*TASK:* Please retype each record exactly as it stands below.

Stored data
PR #1725, opened 2019-06-07
hud server api endpoint to trigger build, if possible [ch2670]

maiamcc:

Please review the following commits I made in branch maiamcc/trigger-update-endpt:

0cbfda50385c2c21f9a0fb0d1eb5e751d6b7e533 (2019-06-07 17:24:57 -0400)
hud server api endpoint to trigger build, if possible [ch2670]

### DIFF
--- a/internal/hud/server/server.go
+++ b/internal/hud/server/server.go
@@ -31,7 +31,7 @@ type analyticsOptPayload struct {
 }
 
 type triggerPayload struct {
-	ManifestName string `json:"manifest_name"`
+	ManifestNames []string `json:"manifest_names"`
 }
 
 type HeadsUpServer struct {
@@ -162,7 +162,12 @@ func (s *HeadsUpServer) HandleTrigger(w http.ResponseWriter, req *http.Request) 
 		return
 	}
 
-	err = MaybeSendToTriggerQueue(s.store, payload.ManifestName)
+	if len(payload.ManifestNames) != 1 {
+		http.Error(w, fmt.Sprintf("/api/trigger currently supports exactly one manifest name, got %d", len(payload.ManifestNames)), http.StatusBadRequest)
+		return
+	}
+
+	err = MaybeSendToTriggerQueue(s.store, payload.ManifestNames[0])
 	if err != nil {
 		http.Error(w, err.Error(), http.StatusBadRequest)
 		return
--- a/internal/hud/server/server.go
+++ b/internal/hud/server/server.go
@@ -6,6 +6,7 @@ import (
 	"log"
 	"net/http"
 
+	"github.com/windmilleng/tilt/internal/model"
 	"github.com/windmilleng/wmclient/pkg/analytics"
 
 	"github.com/gorilla/mux"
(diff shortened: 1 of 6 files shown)


internal/hud/server/server.go
```diff
@@ -140,3 +146,44 @@ func (s *HeadsUpServer) HandleSail(w http.ResponseWriter, req *http.Request) {
 	}
 
 }
+
+func (s *HeadsUpServer) HandleTrigger(w http.ResponseWriter, req *http.Request) {
+	if req.Method != http.MethodPost {
```
jazzdan: Since the input is so simple you could also structure this API like:

```
GET /api/trigger/MANIFEST_NAME
```

And parse the URL for the manifest name. Up to you though!

internal/hud/server/server.go
```diff
@@ -140,3 +146,44 @@ func (s *HeadsUpServer) HandleSail(w http.ResponseWriter, req *http.Request) {
...
+		return
+	}
+}
+
+func MaybeSendToTriggerQueue(st store.RStore, name string) error {
+	mName := model.ManifestName(name)
+
+	state := st.RLockState()
+	m, ok := state.Manifest(mName)
+	st.RUnlockState()
```
jazzdan: Should this be `defer`ed?

internal/store/testing_store.go
```diff
@@ -63,3 +63,22 @@ func WaitForAction(t testing.TB, typ reflect.Type, getActions func() []Action) A
...
+	start := time.Now()
+	timeout := 150 * time.Millisecond
+
+	for time.Since(start) < timeout {
+		actions := getActions()
+		for _, a := range actions {
+			if reflect.TypeOf(a) == typ {
+				t.Fatalf("Found action of type %s where none was expected: %+v", typ.Name(), a)
+			} else if la, ok := a.(LogAction); ok {
+				fmt.Println(string(la.Message()))
```
jazzdan: Is this supposed to be here?

internal/hud/server/server.go
maiamcc: oh shit wait, you're making me realize that i did it this way specifically because i wanted it to be easier to trigger multiple manifests at once (e.g. if we have a button for "trigger all dirty") -- i guess by THAT logic, i should keep it as a payload and make it take a _list_ of manifest names...

internal/hud/server/server.go
maiamcc: why should it be? we don't need anything off the state after ln 176, i don't see any point to holding a lock on it for longer than we need to.

internal/store/testing_store.go
maiamcc: I believe so -- compare to [WaitForAction](https://github.com/windmilleng/tilt/blob/0cbfda50385c2c21f9a0fb0d1eb5e751d6b7e533/internal/store/testing_store.go#L57). I DID  just copy that function over so I'm not positive if this bit is necessary/necessary for my test case, but if memory serves, we need it to see what we're logging when we're not running a real reducer, cuz otherwise those log actions don't get processed.

PR #1732, opened 2019-06-10
web: Sidebar icons respect update/build control mode [ch2705]

jazzdan:
This review does a couple things:

1. Move all the CSS icons to the `SidebarIcon` React Component that returns SVGs.
2. Systematize the different runtime states we have a bit more ("error", "pending", "ok) and their corresponding colors in the sidebar icon
3. Introduce the concept of build control in to the sidebar
4. Lots of tests

In this screenshot "snack" is under manual build control, and its last build failed.

Screen Shot 2019-06-10 at 6 08 25 PM


web/src/SidebarIcon.test.tsx
```diff
@@ -0,0 +1,173 @@
+import React from "react"
+import { mount } from "enzyme"
+import SidebarIcon, { IconType } from "./SidebarIcon"
+import { RuntimeStatus, TriggerMode } from "./types"
+import { Color } from "./constants"
+
+type Ignore = boolean
+
+const cases: Array<
+  [
```
maiamcc: maybe comment what each of these fields are?

web/src/SidebarIcon.tsx
```diff
@@ -0,0 +1,159 @@
...
+  hasWarning: boolean
+  isBuilding: boolean
+}
+
+export enum IconType {
+  DotAuto = "dotAuto",
+  DotAutoPending = "dotAutoPending",
+  DotAutoBuilding = "dotAutoBuilding",
+  DotManual = "dotManual",
+  DotManualBuilding = "dotManualBuilding",
```
maiamcc: doesn't have to be in this PR, but we should probably have a `ManualPending` option (e.g. you've clicked "build" for resource X but there are other things ahead of it in the queue so it hasn't started building yet)

maiamcc: (except, wait, i don't mean "pending" as you use it below for "this resource hasn't come up yet at all"... i think there needs to be a way to indicate "waiting to build this" without scrubbing the color that shows you the current status of the resource.)

web/src/SidebarIcon.tsx
```diff
@@ -0,0 +1,159 @@
...
+        className={`${IconType.DotAutoBuilding} auto`}
+        height="10"
+        viewBox="0 0 10 10"
+        width="10"
+        xmlns="http://www.w3.org/2000/svg"
+        fill={fill}
+        style={style}
+      >
+        <path
+          d="m9.65354132 6.83246601-1.85421206-.75144721c.12960419-.33538852.20067074-.69990442.20067074-1.0810188 0-1.65685425-1.34314575-3-3-3s-3 1.34314575-3 3 1.34314575 3 3 3c.25896905 0 .51027414-.03281333.74998437-.09450909l.37116491 1.96832235c-.360418.08256902-.73568991.12618674-1.12114928.12618674-2.76142375 0-5-2.23857625-5-5s2.23857625-5 5-5 5 2.23857625 5 5c0 .64686359-.12283756 1.26503693-.34645868 1.83246601z"
```
maiamcc: ...gesundheit

web/src/status.tsx
```diff
@@ -1,11 +1,12 @@
 import { isZeroTime } from "./time"
+import { RuntimeStatus } from "./types"
 
 // A combination of runtime status and build status over a resource view.
 // 1) If there's a current or pending build, this is "pending".
 // 2) Otherwise, if there's a build error or runtime error, this is "error".
 // 3) Otherwise, we fallback to runtime status.
-function combinedStatus(res: any): string {
-  let runtimeStatus = res.RuntimeStatus
+function combinedStatus(res: any): RuntimeStatus {
```
maiamcc: ...i'm confused about whether runtime status and build status are two separate things or not. this comment indicates that this func returns some combination of build status and runtime status, but returns a `RuntimeStatus`, and i'm confused.

jazzdan: Yeah let me rename this.

web/src/SidebarIcon.tsx
```diff
@@ -0,0 +1,159 @@
...
+    if (props.isBuilding) {
+      return this.dotManualBuilding(fill)
+    }
+
+    return this.dotManualPending(fill)
+  }
+
+  dotAuto(fill: Color) {
+    return (
+      <svg
```
nicks: i'm surprised you inlined the svg? it might be easier to import the svg from a separate file, then set these properties on the component. makes it easier to view them independently

i can show you how to do this if it's unclear

yuindustries: I can take a crack at this. We sort of had a roundabout journey where we were looking at inlining SVG in a CSS `content` declaration, so we could design the icons purely in CSS. But gave up on that, but kept the inline SVG habit. I agree that we can import them as we do with other SVGs elsewhere.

*TASK SOLUTION:*
PR #1725, opened 2019-06-07
hud server api endpoint to trigger build, if possible [ch2670]

maiamcc:

Please review the following commits I made in branch maiamcc/trigger-update-endpt:

0cbfda50385c2c21f9a0fb0d1eb5e751d6b7e533 (2019-06-07 17:24:57 -0400)
hud server api endpoint to trigger build, if possible [ch2670]

### DIFF
--- a/internal/hud/server/server.go
+++ b/internal/hud/server/server.go
@@ -31,7 +31,7 @@ type analyticsOptPayload struct {
 }
 
 type triggerPayload struct {
-	ManifestName string `json:"manifest_name"`
+	ManifestNames []string `json:"manifest_names"`
 }
 
 type HeadsUpServer struct {
@@ -162,7 +162,12 @@ func (s *HeadsUpServer) HandleTrigger(w http.ResponseWriter, req *http.Request) 
 		return
 	}
 
-	err = MaybeSendToTriggerQueue(s.store, payload.ManifestName)
+	if len(payload.ManifestNames) != 1 {
+		http.Error(w, fmt.Sprintf("/api/trigger currently supports exactly one manifest name, got %d", len(payload.ManifestNames)), http.StatusBadRequest)
+		return
+	}
+
+	err = MaybeSendToTriggerQueue(s.store, payload.ManifestNames[0])
 	if err != nil {
 		http.Error(w, err.Error(), http.StatusBadRequest)
 		return
--- a/internal/hud/server/server.go
+++ b/internal/hud/server/server.go
@@ -6,6 +6,7 @@ import (
 	"log"
 	"net/http"
 
+	"github.com/windmilleng/tilt/internal/model"
 	"github.com/windmilleng/wmclient/pkg/analytics"
 
 	"github.com/gorilla/mux"
(diff shortened: 1 of 6 files shown)


internal/hud/server/server.go
```diff
@@ -140,3 +146,44 @@ func (s *HeadsUpServer) HandleSail(w http.ResponseWriter, req *http.Request) {
 	}
 
 }
+
+func (s *HeadsUpServer) HandleTrigger(w http.ResponseWriter, req *http.Request) {
+	if req.Method != http.MethodPost {
```
jazzdan: Since the input is so simple you could also structure this API like:

```
GET /api/trigger/MANIFEST_NAME
```

And parse the URL for the manifest name. Up to you though!

internal/hud/server/server.go
```diff
@@ -140,3 +146,44 @@ func (s *HeadsUpServer) HandleSail(w http.ResponseWriter, req *http.Request) {
...
+		return
+	}
+}
+
+func MaybeSendToTriggerQueue(st store.RStore, name string) error {
+	mName := model.ManifestName(name)
+
+	state := st.RLockState()
+	m, ok := state.Manifest(mName)
+	st.RUnlockState()
```
jazzdan: Should this be `defer`ed?

internal/store/testing_store.go
```diff
@@ -63,3 +63,22 @@ func WaitForAction(t testing.TB, typ reflect.Type, getActions func() []Action) A
...
+	start := time.Now()
+	timeout := 150 * time.Millisecond
+
+	for time.Since(start) < timeout {
+		actions := getActions()
+		for _, a := range actions {
+			if reflect.TypeOf(a) == typ {
+				t.Fatalf("Found action of type %s where none was expected: %+v", typ.Name(), a)
+			} else if la, ok := a.(LogAction); ok {
+				fmt.Println(string(la.Message()))
```
jazzdan: Is this supposed to be here?

internal/hud/server/server.go
maiamcc: oh shit wait, you're making me realize that i did it this way specifically because i wanted it to be easier to trigger multiple manifests at once (e.g. if we have a button for "trigger all dirty") -- i guess by THAT logic, i should keep it as a payload and make it take a _list_ of manifest names...

internal/hud/server/server.go
maiamcc: why should it be? we don't need anything off the state after ln 176, i don't see any point to holding a lock on it for longer than we need to.

internal/store/testing_store.go
maiamcc: I believe so -- compare to [WaitForAction](https://github.com/windmilleng/tilt/blob/0cbfda50385c2c21f9a0fb0d1eb5e751d6b7e533/internal/store/testing_store.go#L57). I DID  just copy that function over so I'm not positive if this bit is necessary/necessary for my test case, but if memory serves, we need it to see what we're logging when we're not running a real reducer, cuz otherwise those log actions don't get processed.

PR #1732, opened 2019-06-10
web: Sidebar icons respect update/build control mode [ch2705]

jazzdan:
This review does a couple things:

1. Move all the CSS icons to the `SidebarIcon` React Component that returns SVGs.
2. Systematize the different runtime states we have a bit more ("error", "pending", "ok) and their corresponding colors in the sidebar icon
3. Introduce the concept of build control in to the sidebar
4. Lots of tests

In this screenshot "snack" is under manual build control, and its last build failed.

Screen Shot 2019-06-10 at 6 08 25 PM


web/src/SidebarIcon.test.tsx
```diff
@@ -0,0 +1,173 @@
+import React from "react"
+import { mount } from "enzyme"
+import SidebarIcon, { IconType } from "./SidebarIcon"
+import { RuntimeStatus, TriggerMode } from "./types"
+import { Color } from "./constants"
+
+type Ignore = boolean
+
+const cases: Array<
+  [
```
maiamcc: maybe comment what each of these fields are?

web/src/SidebarIcon.tsx
```diff
@@ -0,0 +1,159 @@
...
+  hasWarning: boolean
+  isBuilding: boolean
+}
+
+export enum IconType {
+  DotAuto = "dotAuto",
+  DotAutoPending = "dotAutoPending",
+  DotAutoBuilding = "dotAutoBuilding",
+  DotManual = "dotManual",
+  DotManualBuilding = "dotManualBuilding",
```
maiamcc: doesn't have to be in this PR, but we should probably have a `ManualPending` option (e.g. you've clicked "build" for resource X but there are other things ahead of it in the queue so it hasn't started building yet)

maiamcc: (except, wait, i don't mean "pending" as you use it below for "this resource hasn't come up yet at all"... i think there needs to be a way to indicate "waiting to build this" without scrubbing the color that shows you the current status of the resource.)

web/src/SidebarIcon.tsx
```diff
@@ -0,0 +1,159 @@
...
+        className={`${IconType.DotAutoBuilding} auto`}
+        height="10"
+        viewBox="0 0 10 10"
+        width="10"
+        xmlns="http://www.w3.org/2000/svg"
+        fill={fill}
+        style={style}
+      >
+        <path
+          d="m9.65354132 6.83246601-1.85421206-.75144721c.12960419-.33538852.20067074-.69990442.20067074-1.0810188 0-1.65685425-1.34314575-3-3-3s-3 1.34314575-3 3 1.34314575 3 3 3c.25896905 0 .51027414-.03281333.74998437-.09450909l.37116491 1.96832235c-.360418.08256902-.73568991.12618674-1.12114928.12618674-2.76142375 0-5-2.23857625-5-5s2.23857625-5 5-5 5 2.23857625 5 5c0 .64686359-.12283756 1.26503693-.34645868 1.83246601z"
```
maiamcc: ...gesundheit

web/src/status.tsx
```diff
@@ -1,11 +1,12 @@
 import { isZeroTime } from "./time"
+import { RuntimeStatus } from "./types"
 
 // A combination of runtime status and build status over a resource view.
 // 1) If there's a current or pending build, this is "pending".
 // 2) Otherwise, if there's a build error or runtime error, this is "error".
 // 3) Otherwise, we fallback to runtime status.
-function combinedStatus(res: any): string {
-  let runtimeStatus = res.RuntimeStatus
+function combinedStatus(res: any): RuntimeStatus {
```
maiamcc: ...i'm confused about whether runtime status and build status are two separate things or not. this comment indicates that this func returns some combination of build status and runtime status, but returns a `RuntimeStatus`, and i'm confused.

jazzdan: Yeah let me rename this.

web/src/SidebarIcon.tsx
```diff
@@ -0,0 +1,159 @@
...
+    if (props.isBuilding) {
+      return this.dotManualBuilding(fill)
+    }
+
+    return this.dotManualPending(fill)
+  }
+
+  dotAuto(fill: Color) {
+    return (
+      <svg
```
nicks: i'm surprised you inlined the svg? it might be easier to import the svg from a separate file, then set these properties on the component. makes it easier to view them independently

i can show you how to do this if it's unclear

yuindustries: I can take a crack at this. We sort of had a roundabout journey where we were looking at inlining SVG in a CSS `content` declaration, so we could design the icons purely in CSS. But gave up on that, but kept the inline SVG habit. I agree that we can import them as we do with other SVGs elsewhere.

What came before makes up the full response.